Dataset items:
PR #5997, opened 2022-10-10
EVG-17054 Show activated tasks for mainline commits

khelif96:
[EVG-17054](https://jira.mongodb.org/browse/EVG-17054)

### Description 
Now surfaces unschedule tasks for mainline commits as long as they were not generated. I couldn't test this with the specific server use case we were trying to solve but i think this should cover it. @ablack12  would know more about their use case. 

I think i covered all the areas where setting this conditional would matter but its possible i could have missed something.

Before:
image
After:
image
image


graphql/version_resolver.go
```diff
@@ -83,6 +83,7 @@ func (r *versionResolver) BuildVariantStats(ctx context.Context, obj *restModel.
 		Variants:                       options.Variants,
 		Statuses:                       options.Statuses,
 		IncludeBuildVariantDisplayName: true,
+		IsMainlineCommit:               !evergreen.IsPatchRequester(utility.FromStringPtr(obj.Requester)),
```
ablack12, line 86: Could we say "IsPatch" instead and case on !IsPatch? MainlineCommit is difficult wording since sometimes we use it to mean a commit version (i.e. repotracker version) and sometimes we use it for anything that isn't a patch (i.e. including git tag and etc).

model/task/task.go
```diff
@@ -4129,9 +4131,16 @@ func getTasksByVersionPipeline(versionID string, opts GetTasksByVersionOptions)
...
-	// Activated Time is needed to filter out generated tasks that have been generated but not yet activated
-	if !opts.IncludeEmptyActivation {
-		match[ActivatedTimeKey] = bson.M{"$ne": utility.ZeroTime}
+	if !opts.IsMainlineCommit {
+		// Activated Time is needed to filter out generated tasks that have been generated but not yet activated
+		if !opts.IncludeEmptyActivation {
+			match[ActivatedTimeKey] = bson.M{"$ne": utility.ZeroTime}
+		}
+	}
+	if opts.IsMainlineCommit {
```
ablack12, line 4140: else

model/task/task.go
```diff
@@ -4129,9 +4131,16 @@ func getTasksByVersionPipeline(versionID string, opts GetTasksByVersionOptions)
 		taskNamesAsRegex := strings.Join(opts.TaskNames, "|")
 		match[DisplayNameKey] = bson.M{"$regex": taskNamesAsRegex, "$options": "i"}
 	}
-	// Activated Time is needed to filter out generated tasks that have been generated but not yet activated
-	if !opts.IncludeEmptyActivation {
-		match[ActivatedTimeKey] = bson.M{"$ne": utility.ZeroTime}
+	if !opts.IsMainlineCommit {
```
ablack12, line 4134: We should combine these if statements and update the comment to make it clearer why we handle these cases differently.

model/task/task.go
```diff
@@ -4129,9 +4131,16 @@ func getTasksByVersionPipeline(versionID string, opts GetTasksByVersionOptions)
...
+		// Activated Time is needed to filter out generated tasks that have been generated but not yet activated
+		if !opts.IncludeEmptyActivation {
+			match[ActivatedTimeKey] = bson.M{"$ne": utility.ZeroTime}
+		}
+	}
+	if opts.IsMainlineCommit {
+		if opts.IncludeEmptyActivation {
```
ablack12, line 4141: Is there a way on mainline for users to toggle this on?

ablack12 (changes requested):
You can test this by pushing an empty sandbox commit (and put a high batchtime on the project so that the commit version doesn't activate), and then verify that all the tasks except the generated ones are visible. (The generated tasks staying invisible is server specific, but not being able to see unactivated tasks affects all projects when they don't activate versions right away).

PR #5998, opened 2022-10-11
EVG-17656: add TTL field for pod dispatchers

Kimchelly:
Jira: https://jira.mongodb.org/browse/EVG-17656

### Description 
Pod dispatchers are only supposed to be used for the brief period of time that they're dispatching tasks and afterwards serve no purpose to keep around (even if they are used again after a long period of time to dispatch a task, they can simply be re-created). Therefore, we can apply a TTL to them once they haven't been used for a while.

* Add a field indicating the last time the pod dispatcher was updated. This will be the key for a TTL index for the collection.

### Testing 
Added unit tests.

### DIFF
--- a/model/pod/definition/definition.go
+++ b/model/pod/definition/definition.go
@@ -73,7 +73,7 @@ func (pdc PodDefinitionCache) Put(_ context.Context, item cocoa.ECSPodDefinition
 			LastAccessedKey: time.Now(),
 		},
 		"$setOnInsert": bson.M{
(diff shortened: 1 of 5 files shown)


hadjri (approved):
I assume the cleanup approach in a follow-up Pr will introduce a new amboy job to check for dispatchers that have surpassed TTL?

Kimchelly:
I'm going to build [a TTL index](https://www.mongodb.com/docs/manual/core/index-ttl/) on this field since MongoDB natively supports them.

PR #6935, opened 2023-08-22
EVG-20474 remove bulk annotation route

ablack12:
EVG-NNNNN

### Description
Originally this ticket was to fix the middleware for this route; however in testing, we learned that this route never worked and has never been used, and the requester has no intention of using it. We should verify closer with users that they actually intend to do follow up work for new routes in the future.

### Testing

### Documentation
Removed documentation


rest/route/middleware.go
```diff
@@ -599,6 +600,13 @@ func updateHostAccessTime(ctx context.Context, h *host.Host) {
 // canAlwaysSubmitPatchesForProject returns true if the user is a superuser or project admin,
 // or is authorized specifically to patch on behalf of other users.
 func canAlwaysSubmitPatchesForProject(user *user.DBUser, projectId string) bool {
+	if projectId == "" {
+		grip.Error(message.Fields{
```
Kimchelly, line 604: nit: you can simplify this down to `grip.ErrorWhen(projectId == "", ...)`

Kimchelly (approved):
LGTM mod nit.

rest/route/middleware.go
ablack12: Oh I meant to also return here since the follow up lines are useless

PR #6936, opened 2023-08-22
EVG-20474 add validation to submit patch

ablack12:
EVG-20474 
### Description
Added permission check for the submit patch (originally we had a SubmitPatch middleware, but Kim removed this since it didn't work, bc it relied on the query parameters). Since this is a pretty special case and the APIServer routes are already a bit wild west I think adding this to the route directly is fine.

### Testing
Will create a patch with and without permissions to test.


hadjri (commented):
Code LGTM, were the test patches created in staging?

ablack12:
Just tested:
With an unrestricted project and basic permissions, I was [able to patch](https://spruce-staging.corp.mongodb.com/version/64e518d7b237369f9f71c05f/tasks?sorts=STATUS%3AASC%3BBASE_STATUS%3ADESC). 
With a restricted project and special permissions, I was [able to patch](https://spruce-staging.corp.mongodb.com/patch/64e51a759dbe32521805d388/configure/tasks).
With an restricted project and no patch permissions, I was unable to patch:
```
Unexpected reply from server (401 Unauthorized): 400 (Bad Request): not authorized to patch for project 'evg' (Possibly user credentials are expired, try logging in again via the Evergreen web UI.)
```

PR #6937, opened 2023-08-22
EVG-20400: fix race in test-rest-data

Kimchelly:
EVG-20400

### Description
This test began racing because of a few changes:

* The test is set up to use [a local queue group](https://github.com/evergreen-ci/evergreen/blob/63cc5d7f42e4f2c74ecaf550c53490c3cd7a9df8/rest/data/host_create_test.go#L134-L137). This behaves differently from the remote queue because in the local queue, all jobs are stored in-memory (unexported fields like the `evergreen.Environment` do not get cleared in between the job enqueueing and the job running because there's no roundtrip through the DB).
* The [host creation job is enqueued immediately](https://github.com/evergreen-ci/evergreen/blob/63cc5d7f42e4f2c74ecaf550c53490c3cd7a9df8/rest/data/host_create.go#L448-L450) when host.create inserts the host document.
* The job runs in the local queue, and multiple jobs run in parallel because the local queue group has 2 workers. These jobs both read and [modify the underlying hostinit settings](https://github.com/evergreen-ci/evergreen/blob/63cc5d7f42e4f2c74ecaf550c53490c3cd7a9df8/units/provisioning_create_host.go#L113). Since they all have the same underlying `evergreen.Environment`, this modifies the copy of settings shared between all the enqueued jobs.
* Race occasionally happens when one job is reading while another job is modifying.

I basically just fixed it by not modifying the shared admin settings copy.

### Testing
Ran the unit test a bunch of times.

### Documentation
N/A

### DIFF
--- a/units/provisioning_create_host.go
+++ b/units/provisioning_create_host.go
@@ -38,9 +38,10 @@ type createHostJob struct {
 	BuildImageStarted bool   `bson:"build_image_started" json:"build_image_started" yaml:"build_image_started"`
 	job.Base          `bson:"metadata" json:"metadata" yaml:"metadata"`
 
-	start time.Time
-	host  *host.Host
-	env   evergreen.Environment
+	start    time.Time
+	host     *host.Host
+	env      evergreen.Environment
+	settings evergreen.Settings
 }
 
 func makeCreateHostJob() *createHostJob {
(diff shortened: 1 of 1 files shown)


ablack12:
Reminder Jonathan is on family leave now; is there anyone else on PLT you'd want to look at this or was that just for visibility?

Kimchelly:
Oh yeah I forgot. He doesn't need to be the one to review.

ablack12 (approved):

PR #6939, opened 2023-08-22
EVG-20681 Add function to check if app is installed on a repo

bynn:
EVG-20681

### Description
Added a function that returns a bool whether the github app is installed on a given repo 
also updated skipWebhook function to use this instead of GetGithubAppAuth because it's more accurate. 

### Testing
tested on staging

### DIFF
--- a/config.go
+++ b/config.go
@@ -556,6 +556,17 @@ func (s *Settings) GetGithubAppAuth() *githubAppAuth {
 
 // HasAppInstalled returns true if the GitHub app is installed on the repo.
 func (s *Settings) HasAppInstalled(ctx context.Context, owner, repo string) bool {
+	if owner == "" || repo == "" {
+		grip.Debug(message.Fields{
+			"message": "owner/repo not specified",
+			"caller":  "HasAppInstalled",
+			"owner":   owner,
+			"repo":    repo,
+			"ticket":  "EVG-19966",
+		})
+		return false
+	}
+
 	authFields := s.GetGithubAppAuth()
 	if authFields == nil {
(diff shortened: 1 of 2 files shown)


config.go
```diff
@@ -554,6 +554,76 @@ func (s *Settings) GetGithubAppAuth() *githubAppAuth {
...
+			"appId":   authFields.AppId,
+			"ticket":  "EVG-19966",
+		}))
+		return false
+	}
+
+	itr := ghinstallation.NewAppsTransportFromPrivateKey(httpClient.Transport, authFields.AppId, key)
+	httpClient.Transport = itr
+	client := github.NewClient(httpClient)
+	installationId, _, err := client.Apps.FindRepositoryInstallation(ctx, owner, repo)
```
ablack12, line 601: Does this use our github API limit? Calling this every time we need a token is going to be really expensive. In general this will probably be time consuming also -- should we be caching the installationId or is this likely to change?

config.go
```diff
@@ -554,6 +554,76 @@ func (s *Settings) GetGithubAppAuth() *githubAppAuth {
...
+	if err != nil {
```
ablack12, line 602: A lot of this also seems duplicated with CreateInstallationToken; should this function return the installation ID, and then CreateInstallationToken can call it, and use the installationID to create?

ablack12 (changes requested):

bynn:
The ticket seemed unnecessary now that we had a talk with IT and every repo that uses Evergreen has organizational access to every repo.

PR #6940, opened 2023-08-22
EVG-20633 Send pending status for merge queue variants

bsamek:
EVG-20633

### Description

Please see the added section in the ADR in this PR.

### Testing

I added unit tests for the new functions this PR depends on. I will also test
the new pending behavior in staging.

### Documentation

Edited ADR.

### DIFF
--- a/docs/decisions/2023-06-05_github_merge_queue.md
+++ b/docs/decisions/2023-06-05_github_merge_queue.md
@@ -64,3 +64,28 @@ job](https://github.com/evergreen-ci/evergreen/blob/main/units/patch_intent.go).
 * New clone logic in the agent will clone the merge group branch.
 * Evergreen will post the result to the GitHub checks API.
 * A new UI element will allow users to opt into the GitHub merge queue.
+
+## Pending Status Checks
+
+Evergreen doesn't behave in the way that GitHub designers intended: For PRs,
+instead of sending a pending and then a success/fail status for each check, it
+sends a single "evergreen" pending status, and then it sends "evergreen"
+success/failure as well as "evergreen/\<variant\>" status for each variant. This
+is fine for PRs because "evergreen" links to the version in Evergreen.
+
+However, for GitHub merge queue builds, sending an "evergreen" pending check
+only works if "evergreen" is configured as a branch protection rule. If instead
+the user has configured an "evergreen/\<variant\>" branch protection rule but
+_not_ an "evergreen" branch protection rule, the "evergreen" pending check does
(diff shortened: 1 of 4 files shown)


docs/decisions/2023-06-05_github_merge_queue.md
```diff
@@ -64,3 +64,28 @@ job](https://github.com/evergreen-ci/evergreen/blob/main/units/patch_intent.go).
...
+the user has configured an "evergreen/\<variant\>" branch protection rule but
+_not_ an "evergreen" branch protection rule, the "evergreen" pending check does
+not show up in the GitHub UI, which means the user can't click a link to the
+Evergreen version. They eventually can, when it completes, but not while it's running.
+
+There are several options to handle this:
+
+1. Accept the problem that there is no link to the version until it finishes.
+2. Send status pending for variants in the version.
+3. Send status pending for branch protection rules.
```
malikchaya2, line 87: if we send status pending for branch protection rules, what happens if "evergreen" is not set up as a branch protection rule? Is this pain point solved?

> However, for GitHub merge queue builds, sending an "evergreen" pending check
only works if "evergreen" is configured as a branch protection rule. If instead
the user has configured an "evergreen/\<variant\>" branch protection rule but
_not_ an "evergreen" branch protection rule, the "evergreen" pending check does
not show up in the GitHub UI, which means the user can't click a link to the
Evergreen version.

bsamek: Yes, the logic is to send a pending status for the first 10 branch protection rules with the prefix "evergreen". If there are none, or if we can't get them, just send "evergreen" and hope for the best.

units/patch_intent.go
```diff
@@ -511,19 +511,41 @@ func (j *patchIntentProcessor) createGitHubMergeSubscription(ctx context.Context
...
+	// protection rules, so log the error, but don't return it.
+	grip.Error(message.WrapError(err, message.Fields{
+		"job":      j.ID(),
+		"job_type": j.Type,
+		"message":  "failed to get branch protection rules",
+		"org":      p.GithubMergeData.Org,
+		"repo":     p.GithubMergeData.Repo,
+		"branch":   p.GithubMergeData.BaseBranch,
+	}))
+	if len(rules) == 0 {
```
malikchaya2, line 535: Can you please add a comment here explaining that this is meant to avoid a regression in case we don't have permission to get the rules?

malikchaya2 (approved):

PR #6942, opened 2023-08-22
Rename materialized intelligence to Evergreen Data for Analytics.

johndaniels:
It's unclear what materialized intelligence means. The new name makes it clearer that it's evergreen data to be used for analytics.


julianedwards (changes requested):
Also need to update the reference to this page [here](https://github.com/evergreen-ci/evergreen/blob/main/docs/API/REST-V2-Usage.md?plain=1#L1549).

PR #6945, opened 2023-08-23
EVG-20595: set task description for failure in test results and setup.initial

Kimchelly:
EVG-20595

### Description
If the test results contain a failure, the end task response is updated right before marking the task finished to indicate the test failed (changing success -> failure). When this happened, the failure included the wrong "failing command" because it kept the task end description that it originally received.

* Ensure that tasks ending with success do not record a failing command type/description. The one exception is the case where it's success and the user explicitly set the task status and description, which we do record because it's their custom description.
* Drive-by fix an issue with handling task `setup.initial` failures where it didn't set the command failure type to system failure.

### Testing
Updated unit tests.
Spot checked in staging that a task containing a Go test failure showed the failure message and a task that succeeded did not show any failure message.

### Documentation
N/A


Kimchelly:
evergreen retry

PR #6948, opened 2023-08-23
EVG-20474 check if project is empty for middleware

ablack12:
EVG-20474
### Description
This change is a bit risky, since if it's being called somewhere where we aren't actually using urlVars then this will start failing, whereas before it just succeeded using an empty project identifier. However after auditing our code base for it, I believe I've caught the cases.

▶ **WORK ITEM**: Your response should contain each line of the entries above that holds the string "setup".

▶ **EXERCISE ANSWER**:
EVG-20595: set task description for failure in test results and setup.initial
* Drive-by fix an issue with handling task `setup.initial` failures where it didn't set the command failure type to system failure.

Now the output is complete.